TRY IT:
Look through the data and write out every line with the word "preference" in it.

THE DATA:
PR #59, opened 2023-10-06
Specify spatial shapes in convolutions

Jegp:
As @matjobst pointed out, the convolutions incorrectly uses the weights to infer the spatial shape of the convolutions.
Second, they do not correctly serialize and deserialize.

This PR fixes the shapes of the convolutions to address both. However, it means that we are *forcing* the convolutions to be of a certain shape. I believe you, @sheiksadique, argued against this, so I would be curious to hear your opinion on this.

### DIFF
--- a/README.md
+++ b/README.md
@@ -80,7 +80,7 @@ If you use NIR in your work, please cite the [following Zenodo reference](https:
   month        = jul,
   year         = 2023,
   publisher    = {Zenodo},
-  version      = {0.0.1},
+  version      = {0.2},
   doi          = {10.5281/zenodo.8105042},
   url          = {https://doi.org/10.5281/zenodo.8105042}
 }
--- a/docs/source/about.md
+++ b/docs/source/about.md
@@ -37,7 +37,7 @@ If you use NIR in your work, please cite the [following Zenodo reference](https:
   month        = jul,
   year         = 2023,
   publisher    = {Zenodo},
-  version      = {0.0.1},
+  version      = {0.2},
   doi          = {10.5281/zenodo.8105042},
   url          = {https://doi.org/10.5281/zenodo.8105042}
 }
--- a/nir/ir.py
+++ b/nir/ir.py
@@ -219,7 +219,8 @@ class NIRGraph(NIRNode):
         of nodes in the graph as needed. Assumes that the input_type of the graph is set. Moves
         from the input nodes to the output nodes. Raises ValueError if types are inconsistent.
 
-        Assumes that all input types are of form: {'input': ...} and all output types are of form: {'output': ...}.
+        Assumes that all input types are of form: {'input': ...} and all output types are of form:
+        {'output': ...}.
 
         Currently only supports the inference of output types for Conv1d and Conv2d nodes.
         Does not support nested NIR graphs.
@@ -247,7 +248,7 @@ class NIRGraph(NIRNode):
             ])
             if undef_post_input_type:
                 # define post input_type to be the same as pre output_type
-                print(f'[warning] {post_key}.input_type undefined -> set to {pre_key}.output_type')
+                print(f'[warning] {post_key}.input_type undefined, set to {pre_key}.output_type')
                 post_node.input_type = {
                     k.replace('output', 'input'): v for k, v in pre_node.output_type.items()
                 }
@@ -371,7 +372,7 @@ class Conv1d(NIRNode):
 
     def __post_init__(self):
         if isinstance(self.padding, str) and self.padding not in ["same", "valid"]:
-            raise ValueError(f"padding must be 'same', 'valid', or an integer, not {self.padding}")
+            raise ValueError(f"padding must be 'same', 'valid', or int, not {self.padding}")
         if self.input_shape is None:
             # leave input and output types undefined
             self.input_type = {"input": None}
@@ -427,7 +428,7 @@ class Conv2d(NIRNode):
 
     def __post_init__(self):
         if isinstance(self.padding, str) and self.padding not in ["same", "valid"]:
-            raise ValueError(f"padding must be 'same', 'valid', or an integer, not {self.padding}")
+            raise ValueError(f"padding must be 'same', 'valid', or int, not {self.padding}")
         if isinstance(self.padding, int):
             self.padding = (self.padding, self.padding)
         if isinstance(self.stride, int):
--- a/nir/ir.py
+++ b/nir/ir.py
@@ -24,40 +24,56 @@ def _parse_shape_argument(x: Types, key: str):
 
 
 def _calculate_conv_output(
-    x_in: typing.Union[int, np.ndarray],
-    padding: typing.Union[int, np.ndarray],
-    dilation: typing.Union[int, np.ndarray],
-    kernel_size: typing.Union[int, np.ndarray],
-    stride: typing.Union[int, np.ndarray],
-) -> int:
+    input_shape: typing.Union[int, typing.Sequence[int]],
+    padding: typing.Union[int, str, typing.Sequence[int]],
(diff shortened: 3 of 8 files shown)


matjobst:
Checking further, that could also extend to SumPool and Flatten. Currently SumPool2d just has empty tuples as input and output shapes, Flatten has arrays with only zero entries (this is still without this PR, from the paper CNN):
input <class 'nir.ir.Input'> {'input': array([ 1,  2, 34, 34])} {'output': array([ 1,  2, 34, 34])}
0 <class 'nir.ir.Conv2d'> {'input': array([2, 5, 5])} {'output': array([16,  5,  5])}
1 <class 'nir.ir.IF'> {'input': array([ 1, 16, 16, 16])} {'output': array([ 1, 16, 16, 16])}
2 <class 'nir.ir.Conv2d'> {'input': array([16,  3,  3])} {'output': array([16,  3,  3])}
3 <class 'nir.ir.IF'> {'input': array([ 1, 16, 16, 16])} {'output': array([ 1, 16, 16, 16])}
4 <class 'nir.ir.SumPool2d'> {'input': ()} {'output': ()}
5 <class 'nir.ir.Conv2d'> {'input': array([16,  3,  3])} {'output': array([8, 3, 3])}
6 <class 'nir.ir.IF'> {'input': array([1, 8, 8, 8])} {'output': array([1, 8, 8, 8])}
8 <class 'nir.ir.Flatten'> {'input': array([0, 0, 0, 0])} {'output': array([0, 0, 0])}
9 <class 'nir.ir.Affine'> {'input': array([128])} {'output': array([256])}
10 <class 'nir.ir.IF'> {'input': array([  1, 256])} {'output': array([  1, 256])}
11 <class 'nir.ir.Affine'> {'input': array([256])} {'output': array([10])}
12 <class 'nir.ir.IF'> {'input': array([ 1, 10])} {'output': array([ 1, 10])}
output <class 'nir.ir.Output'> {'input': array([ 1, 10])} {'output': array([ 1, 10])}

Additionally, most layers include a batch dimension (IF, Input, Output) where others do not (Affine).

stevenabreu7:
I think batch sizes should generally not be included in our shapes since 1) batch sizes are variable and 2) most neuromorphic HW does not batch. 

I don't have a strong preference between specifying the node input/output types  or leaving them undefined for the ones in question (pool, conv, flatten). But I do think always specifying them is cleaner. We could also infer them when a NIRGraph is created (in `NIRGraph.__post_init__`).

sheiksadique:
Here is my take on this whole discussion about shapes and any other information that we include into the NIR.

1. First and foremost: NIR should have *sufficient* information to be able to replicate *function* on any given platform.
2. For the user to deploy this *function* with some *data*, the user needs to have some information about what *shape* it should have.
3. Information that is being *inferred* is not *necessary* and can only lead to redundant or incorrect information that could have been inferred else where if needed.

In conclusion, shapes are only useful within the context of NIR when they cannot be inferred but necessary.

A convolution operation does not require shape of its input. For instantiation of *neruons* and its parameters on hardware perhaps the shape is needed, but a spiking layer is different and has this information. A convolutional layer doesn't need to hold this information.

You can extend my comment to say that `__post_init__` is not necessary as the job of this function is *inferring* based on existing data.

sheiksadique:
With regards to batching I agree with you all that perhaps we shouldn't include it in the parameters (states) and their shapes should therefore correspond to single batch scenario.

stevenabreu7:
I agree, this is a nice way to frame it - as NIR only providing the information necessary for the represented computation. 

The inferred shapes are not necessary, I agree, but if we don't compute them in NIR then some platforms will end up writing code to infer the shapes - leading to redundancy. I think it would be nice for devs using NIR if we directly provide that code. 

I don't have a strong preference about whether we just provide the code for inferring shapes, or also run it by default. Right now, I don't see any practical application where _not providing_ inferred shapes would be advantageous, so I would just infer and provide them directly.

matjobst:
> A convolution operation does not require shape of its input. For instantiation of _neruons_ and its parameters on hardware perhaps the shape is needed, but a spiking layer is different and has this information. A convolutional layer doesn't need to hold this information.

If you completely follow this argumentation, you basically do not *need* to give the shape for anything. If the neuron has parameters of full shape, then you have all information that you need. If they don't, you could still infer based on the data which you input into the neuron.

But in my opinion, the function is tightly coupled to the type of data you could feed into the network and hence I see the shapes as integral part of the network (even though maybe redundant). A network that we export or import is made for a specific type of data. One advantage of explicit shapes is that it allows for checking for errors and simplifies the conversion. It also allows a kind of human readability (for any network I develop in TF, the model.summary() is on of the first things I do, to see how the network looks like and what the shapes are).

If we do not have the shapes in the NIR, the first step when importing from NIR to SpiNNaker2 would have to be the inference of all shapes throughout the network. I find this to be highly redundant when the information is already available on export to NIR.

At any point, if one wishes to use differently shaped input data with the same network (I do not even see this as a real use case as it would most likely require different parameters throughout the network), one is still free to ignore or modify the shape information.

sheiksadique:
I will leave this decision to made democratically and will settle for what ever is decided but I will try to make my argument one last time.

To put it all in context, when we all define pytorch or tensorflow models, we don't define the exact shape for every layer do we? This is because it is not necessary to do so and can be inferred. 

I agree with @matjobst that having shapes and a model summary is very helpful for development and I actually even have this information extracted in the NIRTorch library when extracting models. I am only suggesting here that this information can be retrieved with the inclusion of input shapes, without having to store intermediate shapes. I can sympathise with the fact that Spinnaker platform requires these shapes for each layer, but other platforms/libraries might not. I don't think it is a great idea to include information that each platform needs into NIR itself.

I will point out that NIR is not really "human readable" util the file is loaded using a software program. You can't just load a hdf file using a text editor. After loading with an appropriate software (python in our case), any number of things can be done to improve its interpretability or usability. So I agree that we should provide software tools to make this loading and interpretation easier and as useful as possible. 

I am arguing that adding information that isn't necessary in the NIR specification itself can possibly lead to inconsistencies (like the one @matjobst  caught about shapes of convolutional layers). The tools can continue to improve and provide as much information as we find necessary for downstream libraries but by introducing such errors in the NIR file itself will make it harder to fix (without regenerating the file itself).

bvogginger:
Note that currently the information of the input shape is required in the `nir.Input` node.
While not required -- in practice every NIR graph will have an Input node so that the shape information of subsequent layers such as Conv2D, SumPool2D etc. can be deduced.

One solution could be to offer a helper function that adds the shape information to all nodes in the NIR graph. This could be used in a `model_summary` offered by NIR.

matjobst:
@bvogginger I like this proposal. Then the information does not have to be directly embedded into the NIR, but is still available for those who need it. And not everyone needs to write their own shape propagation.

stevenabreu7:
I like this solution as well, I will code it up now

stevenabreu7:
Just pushed code to 
- allow padding to be a string of either 'same' or 'valid' (as supported in PyTorch, TF, etc)
- check that all type annotations are valid via `NIRGraph._check_types()`
- infers types within a NIR graph via `NIRGraph.infer_types()` (currently supports type inference for going forward, where the graph's input type is defined and then types are propagated forward through the graph. going backwards from the graph's output type can also still be done - if needed?)
- added tests for a simple ConvNet NIR graph with undefined types
Any feedback/suggestions are welcome!

Jegp:
Super neat changes. I like how this will be much easier for the user of the library.

There are probably some edge-cases we haven't thought about, but you did some thorough testing, so I suggest we just move forward and then see what can be improved. Even though we all know that @stevenabreu7 writes flawless code :angel:

PR #60, opened 2023-10-11
Fix type annotations for convolutional layers

stevenabreu7:
If this is okay then I will update all the other docstrings to be in the same style. 

Question: do we want to also allow for padding = 'same' or 'valid' in the Conv1d and Conv2d classes? These are the only values supported by Nengo atm.

### DIFF
--- a/nir/ir.py
+++ b/nir/ir.py
@@ -145,7 +145,21 @@ class Affine(NIRNode):
 
 @dataclass(eq=False)
 class Conv1d(NIRNode):
-    """Convolutional layer in 1d."""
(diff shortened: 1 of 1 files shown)


stevenabreu7:
Just saw that @Jegp already did part of this in #59 - should we decide whether to support padding = 'same' | 'valid', and then implement that in #59?

matjobst:
Approve. For SpiNNaker2, 'same' and 'valid' are already supported :)

stevenabreu7:
closing this PR in favour of #59 where support for this is added

PR #61, opened 2023-10-12
enforce the validity of NIR graphs on creation

stevenabreu7:
PR #59 introduces code to check the consistency and "defined-ness" of input and output types across a NIR graph (also pointed out in #4). This is currently not enforced. 

However, NIR, as an intermediate representation, would do well to enforce the correctness of all created NIR graphs. Otherwise, we end up with potentially many invalid NIR graphs that will effectively be un-parseable. 

This PR enforces the validity of NIR graphs, as defined by the `NIRGraph._check_types()` method. If the graph types are undefined or inconsistent, a warning is printed and an attempt is made to infer them with `NIRGraph.infer_types()`. If this fails, an error is thrown. 

TODO:
- fix tests

_Note: this can also be merged only after our paper deadline._

### DIFF
--- a/nir/ir.py
+++ b/nir/ir.py
@@ -176,6 +176,13 @@ class NIRGraph(NIRNode):
         self.output_type = {
             node_key: self.nodes[node_key].output_type for node_key in output_node_keys
         }
+        # check that all nodes have consistent and defined input and output types
+        try:
+            self._check_types()
+        except ValueError as e:
+            print(f'[warning] {e}')
+            self.infer_types()
+            self._check_types()
     
     def _check_types(self):
         """Check that all nodes in the graph have input and output types. Will raise ValueError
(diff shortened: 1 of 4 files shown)


Jegp (changes requested):
This sounds like a solid idea, but may I suggest adding a flag somewhere so the user can choose to ignore the pass? Maybe a parameter like `ignore_type_check = False`?

stevenabreu7:
Good idea, I've added a flag as NIRGraph parameter (`ensure_validity`). I've also put a `strict` flag into the read and write functions for NIRGraphs. This is turned on by default (since people should be using this), but can be turned off. 

Many tests are failing now, because we had a lot of inconsistent graph types defined in the tests..

Jegp:
I think this is similar to what #123 is doing; enforcing type checks on graph creation. I'll close this for now, but feel free to reopen if we ever need a `valid` flag in the graph somewhere.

RESULT:
I don't have a strong preference between specifying the node input/output types  or leaving them undefined for the ones in question (pool, conv, flatten). But I do think always specifying them is cleaner. We could also infer them when a NIRGraph is created (in `NIRGraph.__post_init__`).
I don't have a strong preference about whether we just provide the code for inferring shapes, or also run it by default. Right now, I don't see any practical application where _not providing_ inferred shapes would be advantageous, so I would just infer and provide them directly.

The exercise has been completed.